Reply to post: Re: A fairly basic question...

Dixons Carphone 'fesses to mega-breach: Probes 'attempt to compromise' 5.9m payment cards

Lee D Silver badge

Re: A fairly basic question...

I work for private schools.

They all want to take credit cards etc. on their website, tied in with the school MIS, so that parents can pay for trips, fees, activities, uniforms, etc.

Despite working for many schools over the years, it's never ONCE resulted in anything actually in-house, because it's just such a bad idea. PCI DSS is no simple matter, especially when you want to tie into their school records (i.e. they were here X days a year, so we charge them for X activities / etc.).

Most state schools use a handful of outside providers for their equivalent (which is usually just cashless catering) and let that provider take their percentage to handle all the security.

But all the private schools I've worked in don't risk that, even if they run their own in-house MIS (which makes GDPR so much easier!). They use card machines (and ask people to visit with their card or at best take the details over the phone and type into the card machine as CNP transactions), Direct Debits, etc. or they use something like WorldPay or similar, but they don't store / process card information themselves.

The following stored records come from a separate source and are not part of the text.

PR #843, opened 2020-05-15
Check validity of pre-image with random seed

### LINKED ISSUE #694: Add validation checking code for pre-images being revealed

linked0:
If there is no pre-image revealed previously, the validity of a newly received pre-image should be checked with the random seed of an enrollment. All the operations for checking the validity are based on the distance of two pre-image hashes.

Last commit is about fixing an bug related to calculating distance in order to get pre-image, but the bug had been found when applying the new validity checking code. So I include the commit in this PR. If it's a problem, I will make another PR.

Fixes #694

### DIFF
--- a/source/agora/consensus/EnrollmentManager.d
+++ b/source/agora/consensus/EnrollmentManager.d
@@ -588,7 +588,7 @@ public class EnrollmentManager
 
         preimage.enroll_key = this.data.utxo_key;
         preimage.distance = index;
-        preimage.hash = this.cycle.preimages[index];
+        preimage.hash = this.cycle.preimages[$ - index - 1];
         return true;
     }
 
@@ -943,7 +943,9 @@ unittest
     assert(man.addValidator(enroll, 10, &storage.findUTXO));
     assert(!man.getPreimage(10, preimage));
     assert(man.getPreimage(11, preimage));
+    assert(preimage.hash == man.cycle.preimages[$ - 1]);
     assert(man.getPreimage(10 + Enrollment.ValidatorCycle, preimage));
+    assert(preimage.hash == man.cycle.preimages[0]);
     assert(!man.getPreimage(11 + Enrollment.ValidatorCycle, preimage));
 
     /// test for the functions about periodic revelation of a pre-image


source/agora/consensus/validation/PreImage.d
```diff
@@ -47,21 +47,35 @@ version (unittest)
 *******************************************************************************/
 
 public string isInvalidReason (const ref PreImageInfo new_image,
-    const ref PreImageInfo prev_image, uint validator_cycle) nothrow @safe
+    const ref PreImageInfo prev_image, uint validator_cycle, Hash random_seed)
```
AndrejMitrovic: Needs documentation for `random_seed`

linked0:
Ready for review.

source/agora/consensus/validation/PreImage.d
AndrejMitrovic: Ah you just added it.

Geod24:
Instead of the first two commit, why didn't you go with:
```diff
diff --git a/source/agora/consensus/ValidatorSet.d b/source/agora/consensus/ValidatorSet.d
index 9a6b3a70..07dea8ac 100644
--- a/source/agora/consensus/ValidatorSet.d
+++ b/source/agora/consensus/ValidatorSet.d
@@ -113,8 +113,9 @@ public class ValidatorSet

             () @trusted {
                 this.db.execute("INSERT INTO validator_set " ~
-                    "(key, val, enrolled_height) VALUES (?, ?, ?)",
-                    enroll.utxo_key.toString(), buffer, block_height);
+                    "(key, val, enrolled_height, preimage) VALUES (?, ?, ?, ?)",
+                    enroll.utxo_key.toString(), buffer, block_height,
+                    PreImageInfo(enroll.random_seed, block_height));
             }();
         }
         catch (Exception ex)
```

linked0:
> Instead of the first two commit, why didn't you go with:

The `PreImageInfo` has `distance` not `height`, so there is no way to represent the random seed in `PreImageInfo` because `cycle.preimages[0]` is the pre-image of the random seed.

Geod24:
Ah, then use `0`, not block height. 

> `cycle.preimages[0]` is the pre-image of the random seed

But we're talking about `cycle.preimages[$]` here, no ? In any case, there is definitely a better way to handle this than to leak this into the validation routine.

linked0:
> Ah, then use `0`, not block height.
> 
> > `cycle.preimages[0]` is the pre-image of the random seed
>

I see PCI DSS as a "good thing". The fact that it discourages people from running their own databases like this is exactly what you want. Unless you have the confidence and evidence that you are able to store this data in the correct manner (and Dixons don't seem to have done a bad job - no CVV, no link to personal data/address, etc. just means a big list of mostly-useless numbers), then you shouldn't be doing so.

And, yes, we do get targeted. We literally get targeted, faked, convincing email pretending to be the bursar (down to first-name familiarity and copying their style) to the finance department asking to pay something urgently, or we get fake "new bank details" for existing companies and when we phone up to confirm are told that they haven't changed their bank details, and phone calls from the scammers to follow up on them. I have reported several to various cybercrime reporting sites linked to the police.

But just having a good process is good enough to stop those kinds of things ("New bank details"? Okay, I'm going to ring your head office details that I have on your previous invoices on another line to confirm that).

However, I can't imagine the carnage if such a place was to store credit card details protected only by the diligence of basic finance staff in an over-worked office. And then consider, that actually the more valuable information is probably in the school MIS anyway. Almost every private school I've worked at holds the details of at least one celebrity, including child's names, real address (not just agent), where they summer, what their mobile phones are, ***who is allowed to pick them up and when***, and potentially lots of personal data (e.g. divorced couples spats with the school, etc.). Before you even get into credit card numbers.

And it's not just celebrities. If you've ever worked for a private school, you'd be aware of who the army brats are, and I can damn well guarantee you one of them has an "anonymised" profile for a reason. But the real information will still be in the database somewhere.